Exercise brief – Every line that holds the word "want" needs to be copied from the data below.

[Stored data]
__________________________________________________

PR #362, opened 2020-08-28
Add canonical tag to prevent google to index multiple urls

gustaveen:
We've seen that google indexed certain pages with discount codes, hopefully this will prevent that. 
And after speaking with Carl, we should only index the start of the onboarding.


src/server/page.ts
```diff
@@ -103,6 +103,7 @@ const template = (
           'https://www.hedvig.com/f/62762/1920x1080/a8d806bbbf/background.png'}"
      />
      <meta name="google-site-verification" content="AZ5rW7lm8fgkGEsSI8BbV4i45ylXAnGEicXf6HPQE-Q" />
+     <link rel="canonical" href="https://hedvig.com/${locale}/new-member" />
```
palmenhq, line 106: what about `/forever`? Maybe we should do something that is slightly smarter than this..? I feel also like this will be missed if we would ever do something not related to `/new-member` updating this will be forgotten. Please challenge this though :D

gustaveen: From what I understood we don't want to index `/forever` either, but as you said this might not be the best way to implement this. When I think of it we should move this to `/embark/index.tsx` instead, so it will only effect the "onboarding flow" pages. But I might be misunderstanding the use of canonical links :D WDYT? @palmenhq

gustaveen: Updated now, we should probably only have it on `Landing.tsx` :D

palmenhq (approved):
looks great! Assuming this is ok to have client-side only?

styrelius:
> looks great! Assuming this is ok to have client-side only?

What would be the alternative? Just curious 🤖

palmenhq:
@styrelius good question! Right now what will happen is that the server will serve the HTML template without this tag, and as react renders it’ll inject this meta tag in the header. This might be fine, idk, but we might want to consider including it in the HTML template sent from the server. Because spiders/crawlers don’t always run the JavaScript, sometimes they just inspect the HTML template and if that’s true it’d miss this canonical tag :)

styrelius:
@palmenhq Ah, of course! That's very true

gustaveen:
Let's see if this helps, otherwise we can implement something smarter 👍

PR #364, opened 2020-09-02
White list trustly's test environment as valid postmessage origin

palmenhq:
also put the modal on top of the header


AlexSJ1990 (approved):
🚢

__________________________________________________

Response for this exercise –
gustaveen: From what I understood we don't want to index `/forever` either, but as you said this might not be the best way to implement this. When I think of it we should move this to `/embark/index.tsx` instead, so it will only effect the "onboarding flow" pages. But I might be misunderstanding the use of canonical links :D WDYT? @palmenhq
@styrelius good question! Right now what will happen is that the server will serve the HTML template without this tag, and as react renders it’ll inject this meta tag in the header. This might be fine, idk, but we might want to consider including it in the HTML template sent from the server. Because spiders/crawlers don’t always run the JavaScript, sometimes they just inspect the HTML template and if that’s true it’d miss this canonical tag :)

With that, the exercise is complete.